---------- DATASET RECORDS
PR #2883, opened 2026-04-23
feat: Make possible to report a thread or message as phishing from spam folder

solrubado:


app/src/main/java/com/infomaniak/mail/ui/main/thread/actions/ThreadActionsBottomSheetDialog.kt
```diff
@@ -334,7 +336,7 @@ class ThreadActionsBottomSheetDialog : MailActionsBottomSheetDialog() {
                 isVisible = true
             }
 
-            phishing.isVisible = !isFromSpam
+            phishing.isVisible = true
```
FabianDevel: Is it necessary ? It seems visible by default

FabianDevel (changes requested):

FabianDevel (approved):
--------------------
▸ WHAT YOU ARE ASKED TO DO:
The answer consists of the lines above that include the word "FabianDevel", each copied exactly.

▸ RESPONSE TO THE TASK:
FabianDevel: Is it necessary ? It seems visible by default
FabianDevel (changes requested):
FabianDevel (approved):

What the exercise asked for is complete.